Évidemment, Lechat m'accompagnait. Mais je ne m'intéressai pas à son manège. Un nouveau chapitre de mon roman était en train de naître dans ma tête, si bien que j'hésitai entre poursuivre mon chemin jusqu'à l'abri de jardin pour y prendre la tondeuse et faire demi-tour pour aller me poser à mon bureau avec une tasse de café. Mon pas se ralentit. Celui de la bête cessa tout à fait.
Elle se figea soudain au bord du petit talus qui plongeait vers la prairie, à l'emplacement précis où j'avais cru voir mon père quelques jours plus tôt. Une étrange appréhension me saisit. Je ne voulais plus avoir de vision. J'avalai difficilement ma salive, la gorge obstruée par une boule de ... chagrin ? colère ? peur ? je ne savais plus. Cela passa très rapidement.
En guise de vision, ce qui avait attiré l'attention de Lechat était des plus prosaïques. C'était un bout de bois qui émergeait du talus. Je me dis qu'il valait mieux l'ôter de là, que je risquais de me prendre les pieds dedans la prochaine fois que je descendrais dans la prairie avec une brouettée de mauvaises herbes à benner sur mon ébauche de compost.
- Merci, Lechat. Tu m'as évité une belle bûche.
Je saisis le bout de bois, et le relâchai aussitôt. Ce n'était pas du bois. Cela en avait la couleur, brune et ocre, la dureté, mais pas la densité. Interloquée, je me penchai, tout en gratouillant la tête de Lechat, dont le poil se hérissait.
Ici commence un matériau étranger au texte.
PR #710, opened 2025-06-01
made it so saving a course inserts it into the course bag alphabetically

charlieweinberger:
## Description

Currently, when a course is saved, it's added to the bottom of the list of saved courses. However, after refreshing the page, the courses then get sorted alphabetically, meaning they're in a different order than when just adding courses to the bottom. If we're going to sort courses alphabetically after refreshing, and just because sorting alphabetically is more organized, we should also sort courses when initially adding them to the saved course list, instead of adding them to the bottom of the list. This PR does just that.

## Screenshots

Before:
https://github.com/user-attachments/assets/11fbcbc3-f44d-469d-a951-bc59cfc81c9b

After:
https://github.com/user-attachments/assets/60ac7bad-7441-4b2b-bde6-a14b26262767

## Test Plan

- [ ] Verify that courses are inserted into the list correctly
- [ ] Verify that nothing breaks from this change/there are no random edge cases

## Issues

Doesn't close an existing issue

### DIFF
--- a/site/src/store/slices/coursebagSlice.ts
+++ b/site/src/store/slices/coursebagSlice.ts
@@ -12,7 +12,10 @@ export const coursebagSlice = createSlice({
       state.coursebag = action.payload;
     },
     addCourseToBagState: (state, action: PayloadAction<CourseGQLData>) => {
-      state.coursebag?.push(action.payload);
+      if (!state.coursebag) return;
+      const courseIndex = state.coursebag.findIndex((c) => c.id > action.payload.id);
+      const spliceIndex = courseIndex === -1 ? state.coursebag.length : courseIndex;
+      state.coursebag.splice(spliceIndex, 0, action.payload);
     },
     removeCourseFromBagState: (state, action: PayloadAction<CourseGQLData>) => {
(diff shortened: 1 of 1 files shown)


Awesome-E (commented):
This seems to do what it says. The database likely returns it in a set order because the course ID is part of the primary key, and this PR, to my knowledge, does address the inconsistency.

However, there is a weird edge case that I ran into, which is that courses don't _quite exactly_ go in the order I'd expect all the time. For example, I'd naturally think that ICS H32 would go before 51 since it's a variant of 32, but because it starts with an H, it goes after all ICS courses.

But, I think you might still be on the right track. Since sorting on the list when adding each one, we can just add them in sorted order, and that way no matter what, courses are added correctly. (wrote the last bit in a rush)

site/src/store/slices/coursebagSlice.ts
```diff
@@ -12,7 +12,14 @@ export const coursebagSlice = createSlice({
       state.coursebag = action.payload;
```
Awesome-E, line 12: note that because this sets the initial state, you will need to sort the payload here. Consider adding a helper function that compares course order, then use that both here and in the `addCourseToBagState` function

PR #711, opened 2025-06-01
Show unread dot for imported transfers

### LINKED ISSUE #699: Unread dot for imported transcripts
Currently, when the user imports a transcript or Zot4Plan AP Exam or course, there's no indication that it was newly imported from within the import transcripts menu.

It would be nice to see an indication that an AP exam or course was added indirectly (i.e. imported) via an unread dot. This would also encourage users to check out the new transfer credits menu.

Once the user closes the menu, the unread indicator is cleared.

CadenLee2:
To draw attention to the transfer credits menu and clarify that transfers are imported, when any new transfers are added from an imported transcript/Zot4Plan schedule, a red "unread dot" will appear on the menu and on the new transfers inside it. The dots persist until the menu is viewed and closed or the page is reloaded.

## Description

- Added an `unreadTransfers` variable in the transfer credits slice, which stores arrays of any newly added AP exams, courses, or other transfers (no GEs because they can't be imported)
- Importing a Zot4Plan schedule or transcript will add the names of all *new* transfers to that state variable
- If there are unread transfers, the unread dots will appear
  - Opinions on the red dot location/size on the Transfer Credits button?
  - All new transfer items in the menu will display a "NEW" bubble in the corner
- Closing the menu clears all `unreadTransfers`
  - Also, since these aren't saved to `localStorage`, they don't persist on reload
- Note: editing an item does not remove the "NEW" status because it would be a significant amount of code addition for a very small feature; if we think this is important in the future, it can be changed.

## Screenshots

| Dot on the Transfer Credits button when there are new transfers | Dot on the new transfers |
| --- | --- |
| image | image |

## Test Plan

- [ ] Try adding some AP exams or courses then importing a transcript (with some AP exams overlapping). The menu should show a red dot and the new ones should be labeled as "NEW" when you open it, then the unread dots should disappear once you close it for the first time.
- [ ] Try importing a Zot4Plan schedule and the same behavior should happen
- [ ] Try removing some (but not all) uncategorized transfers then importing the transcript/schedule again and the ones that you left shouldn't display the unread dots
- [ ] Unread dots shouldn't appear in any other cases and the import process/transfer menu should not be modified in any other way

## Issues

Closes #699


site/src/component/UnreadDot/UnreadDot.scss
```diff
@@ -0,0 +1,26 @@
+.unread-pill,
+.unread-circle {
+  position: absolute;
+  background-color: var(--red);
```
charlieweinberger, line 4: I won't comment on the entire PR since my review wasn't requested, but I do want to point out one small thing - unless there's a specific reason to use CSS's default shade of red, which this is currently doing, shouldn't this unread dot be using our `--red-primary` color?

site/src/pages/RoadmapPage/Header.tsx
```diff
@@ -18,10 +19,23 @@ interface HeaderProps {
...
+    if (showTransfers) {
+      // After closing the menu, clear all the unread markers
+      dispatch(clearUnreadTransfers());
+    }
+    dispatch(setShowTransfersMenu(!showTransfers));
+  };
+
+  const unreadTransfers = useAppSelector((state) => state.transferCredits.unreadTransfers);
+
+  const showUnreadTransfers =
```
Awesome-E, line 35: Update variable naming so that it is clear that we mean "they exist" rather than "it should be displayed"
```suggestion
  const hasUnreadTransfers =
```

site/src/pages/RoadmapPage/transfers/APExamsSection.tsx
```diff
@@ -138,7 +146,7 @@ const APExamsSection: FC = () => {
         Enter the names of AP Exams that you&rsquo;ve taken to clear course prerequisites.
       </SectionDescription>
       {userAPExams.map((exam) => (
-        <APCreditMenuTile key={exam.examName} userExamInfo={exam} />
+        <APCreditMenuTile key={exam.examName} userExamInfo={exam} unread={unreadExams.includes(exam.examName)} />
```
Awesome-E, line 149: hmm I'm not too sure this is the right approach. I was thinking that maybe you could add an `unread?: true` (or `unread?: boolean`) property to each of the items in the course/ap/other transfers rather than maintaining separate lists to do lookups.

Your approach to adding them would also be simpler, as when you click import, you simply need to categorize and `.forEach(t => { t.unread = true; })` (or you could take in `markUnread` as a parameter in the categorize function)

Removing unread indicates would then constitute simply looping through course, ap, and other transfers, and doing `delete t.unread` for each item in the 3 lists.

site/src/store/slices/transferCreditsSlice.ts
```diff
@@ -19,6 +19,11 @@ export const transferCreditsSlice = createSlice({
     userAPExams: [] as TransferredAPExam[],
     transferredGEs: [] as TransferredGE[],
     uncategorizedCourses: [] as TransferredUncategorized[],
+    unreadTransfers: {
+      apNames: [] as string[],
+      courseNames: [] as string[],
+      otherNames: [] as string[],
+    },
```
Awesome-E, line 26: hmm I'm not too sure this is the right approach. I was thinking that maybe you could add an `unread?: true` (or `unread?: boolean`) property to each of the items in the course/ap/other transfers rather than maintaining separate lists to do lookups.

Your approach to adding them would also be simpler, as when you click import, you simply need to categorize and `.forEach(t => { t.unread = true; })` (or you could take in `markUnread` as a parameter in the categorize function)

Removing unread indicates would then constitute simply looping through course, ap, and other transfers, and doing `delete t.unread` for each item in the 3 lists.

Awesome-E: Since we're using unified types as well, you could consider creating a templated type that applies all "client-only" properties, i.e.

```ts
type TransferWithUnread<T> = T & { unread?: true; }
```
then use that in the slice. Alternatively, you could also add `unread?` directly to the type and use a docstring to indicate when it's used, though (1) I'm not sure how you'd do it with zod and (2) that's not nearly as type-safe.

site/src/pages/RoadmapPage/transfers/UncategorizedCreditsSection.tsx
```diff
@@ -32,7 +46,11 @@ const UncategorizedCreditsSection: FC = () => {
       </SectionDescription>
 
       {courses.map((course) => (
-        <UncategorizedMenuTile key={`${course.name}-${course.units}`} name={course.name} units={course.units} />
+        <UncategorizedMenuTile
+          key={`${course.name}-${course.units}`}
+          uncategorizedInfo={course}
+          unread={course.name ? unreadOther.includes(course.name) : false}
```
Awesome-E, line 52: Looks like this code is more clunky than it has to be because of typescript `undefined` complaints?

you could also do this:
```suggestion
          unread={unreadOther.includes(course.name ?? '')}
```

site/src/pages/RoadmapPage/transfers/UncategorizedCreditsSection.tsx
```diff
@@ -32,7 +46,11 @@ const UncategorizedCreditsSection: FC = () => {
       </SectionDescription>
 
       {courses.map((course) => (
-        <UncategorizedMenuTile key={`${course.name}-${course.units}`} name={course.name} units={course.units} />
+        <UncategorizedMenuTile
+          key={`${course.name}-${course.units}`}
+          uncategorizedInfo={course}
```
Awesome-E, line 51: Is there a reason this can't be kept as two props? If it's for consistency with course transfers, I'd recommend changing the other one instead so the component's code can be nicer

site/src/pages/RoadmapPage/transfers/UncategorizedCreditsSection.tsx
```diff
@@ -6,19 +6,33 @@ import { removeUncategorizedCourse } from '../../../store/slices/transferCredits
 import { useAppDispatch, useAppSelector } from '../../../store/hooks';
 import { TransferredUncategorized } from '@peterportal/types';
 
-const UncategorizedMenuTile: FC<TransferredUncategorized> = ({ name, units }) => {
+const UncategorizedMenuTile: FC<{ uncategorizedInfo: TransferredUncategorized; unread: boolean }> = ({
+  uncategorizedInfo,
+  unread,
+}) => {
```
Awesome-E, line 12: Following the previous comment, I'd like to still be able to read name and units:

```suggestion
const UncategorizedMenuTile: FC<...> = ({ name, units, unread }) => {
```
The `FC`'s type could be a `type UncategorizedMenuTileProps = TransferredUncategorized & { unread; }`, but if you also take the suggestion of creating a frontend type that adds `unread?: boolean` on top of the transfers, then you can directly use that type, i.e. `FC<TransferWithUnread<TransferredUncategorized>>`.

(you could also name it something like `DraftTransfer` idk, this depends on how much abstraction you like)

Awesome-E (changes requested):

site/src/component/UnreadDot/UnreadDot.scss
CadenLee2: Good point, I had seen `--red` in inspect element and forgot we have our own red. I think `--red` comes from bootstrap (?). Anyway, changing this

site/src/store/slices/transferCreditsSlice.ts
CadenLee2: I ended up going with this client-only type solution because it seems to make the most sense. I'm still undecided on whether to make *all* the reducers in the transfer credits slice use `TransferWithUnread`, or *only* the ones that might directly deal with unread transfers.

Awesome-E: Assuming the slice state has the client-side type, it's probably fine to leave the existing reducers take in the shared type and just have the ones that need to deal with it take in the client type.

site/src/store/slices/transferCreditsSlice.ts
```diff
@@ -27,25 +29,25 @@ export const transferCreditsSlice = createSlice({
...
     },
-    addTransferredCourse: (state, action: PayloadAction<TransferredCourse>) => {
+    addTransferredCourse: (state, action: PayloadAction<TransferWithUnread<TransferredCourse>>) => {
       state.transferredCourses.push(action.payload);
     },
     removeTransferredCourse: (state, action: PayloadAction<string>) => {
       state.transferredCourses = state.transferredCourses.filter((course) => course.courseName !== action.payload);
     },
-    updateTransferredCourse: (state, action: PayloadAction<TransferredCourse>) => {
+    updateTransferredCourse: (state, action: PayloadAction<TransferWithUnread<TransferredCourse>>) => {
```
Awesome-E, line 38: You don't seem to call these reducer functions with the unread type here, consider removing the template type for now?

site/src/pages/RoadmapPage/ImportTranscriptPopup.tsx
```diff
@@ -205,21 +206,27 @@ const ImportTranscriptPopup: FC = () => {
...
+      const newAps = apUnread.filter(
         (imported) => !currentAps.some((existing) => existing.examName == imported.examName),
       );
       const mergedAps = currentAps.concat(newAps);
 
-      const newCourses = courses.filter(
+      const newCourses = coursesUnread.filter(
         (imported) => !currentCourses.some((existing) => existing.courseName == imported.courseName),
       );
       const mergedCourses = currentCourses.concat(newCourses);
```
Awesome-E, line 227: it looks like the merged variables may or may not have unread, and that the trpc route is called with items that might have an unread attribute. I think that's fine since we just ignore the unknown properties, but I would like a confirmation that I'm understanding the code correctly.

site/src/store/slices/transferCreditsSlice.ts
CadenLee2: Done

site/src/pages/RoadmapPage/ImportTranscriptPopup.tsx
CadenLee2: I believe this is right. Regardless, the property won't ever be used by the route, so it should be okay

Awesome-E (approved):

fiveminus1 (approved):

Les ours ! Mes mains agrippèrent une touffe de longs poils soyeux et la secouèrent en tous sens. Le sang m'aveuglait. Je fermai les yeux pour ne plus voir ce brouillard rouge.
- Tout va bien, Anne.
Après, je ne sais plus.
Je fus projetée en arrière avec une incroyable brutalité. Le ciel devint tout noir. Un hurlement retentit, dont j'ignore s'il venait de ma propre gorge. Une odeur d'orage emplit l'air. Je n'étais plus que douleur et terreur. Je perdis conscience.